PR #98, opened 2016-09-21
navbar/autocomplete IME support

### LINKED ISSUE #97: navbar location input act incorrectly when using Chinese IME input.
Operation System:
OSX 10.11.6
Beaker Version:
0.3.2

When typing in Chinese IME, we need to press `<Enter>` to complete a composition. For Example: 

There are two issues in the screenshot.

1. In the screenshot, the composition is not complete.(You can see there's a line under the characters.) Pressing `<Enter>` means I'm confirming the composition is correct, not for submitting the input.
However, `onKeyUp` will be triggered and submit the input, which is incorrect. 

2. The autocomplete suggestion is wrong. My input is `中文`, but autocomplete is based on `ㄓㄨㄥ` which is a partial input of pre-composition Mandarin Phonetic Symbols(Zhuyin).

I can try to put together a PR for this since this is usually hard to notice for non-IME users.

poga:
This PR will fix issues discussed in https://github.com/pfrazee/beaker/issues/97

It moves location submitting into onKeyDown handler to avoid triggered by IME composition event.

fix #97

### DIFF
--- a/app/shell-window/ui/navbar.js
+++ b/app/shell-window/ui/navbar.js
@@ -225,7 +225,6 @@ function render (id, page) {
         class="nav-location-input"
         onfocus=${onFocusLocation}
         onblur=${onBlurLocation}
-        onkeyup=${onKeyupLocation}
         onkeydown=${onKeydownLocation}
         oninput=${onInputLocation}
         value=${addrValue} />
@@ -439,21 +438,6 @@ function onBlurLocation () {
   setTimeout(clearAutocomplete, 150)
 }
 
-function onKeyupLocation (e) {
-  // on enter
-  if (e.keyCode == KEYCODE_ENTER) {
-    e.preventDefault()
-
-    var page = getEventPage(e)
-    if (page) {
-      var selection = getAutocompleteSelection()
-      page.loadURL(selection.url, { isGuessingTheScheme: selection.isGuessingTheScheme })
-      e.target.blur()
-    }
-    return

* * * * *

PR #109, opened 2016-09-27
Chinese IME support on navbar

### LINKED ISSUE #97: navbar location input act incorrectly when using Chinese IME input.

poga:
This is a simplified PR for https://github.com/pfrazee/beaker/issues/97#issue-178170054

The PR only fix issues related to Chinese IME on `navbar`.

* * * * *

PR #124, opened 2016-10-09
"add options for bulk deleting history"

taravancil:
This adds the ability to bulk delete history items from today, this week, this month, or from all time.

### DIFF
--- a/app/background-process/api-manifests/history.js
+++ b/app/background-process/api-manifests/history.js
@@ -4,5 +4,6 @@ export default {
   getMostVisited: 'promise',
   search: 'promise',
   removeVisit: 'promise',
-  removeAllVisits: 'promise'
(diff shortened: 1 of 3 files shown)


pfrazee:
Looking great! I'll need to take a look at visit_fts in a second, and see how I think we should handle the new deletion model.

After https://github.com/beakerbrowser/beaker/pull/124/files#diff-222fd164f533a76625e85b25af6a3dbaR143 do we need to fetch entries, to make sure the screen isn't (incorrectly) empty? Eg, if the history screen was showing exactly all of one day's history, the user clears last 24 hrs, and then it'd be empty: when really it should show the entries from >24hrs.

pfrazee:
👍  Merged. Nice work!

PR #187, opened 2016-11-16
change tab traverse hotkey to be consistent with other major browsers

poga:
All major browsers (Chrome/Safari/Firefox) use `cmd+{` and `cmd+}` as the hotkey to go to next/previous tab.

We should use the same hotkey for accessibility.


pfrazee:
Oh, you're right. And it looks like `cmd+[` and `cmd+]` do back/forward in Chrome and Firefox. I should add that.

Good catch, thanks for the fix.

* * * * *

EXERCISE: In the entries above, find the line holding "PR #98, opened 2016-09-21" and the line holding "There are two issues in the screenshot.", then retype exactly those two lines and every line between them, and nothing else.

ANSWER FOR THE TASK:
PR #98, opened 2016-09-21
navbar/autocomplete IME support

### LINKED ISSUE #97: navbar location input act incorrectly when using Chinese IME input.
Operation System:
OSX 10.11.6
Beaker Version:
0.3.2

When typing in Chinese IME, we need to press `<Enter>` to complete a composition. For Example: 

There are two issues in the screenshot.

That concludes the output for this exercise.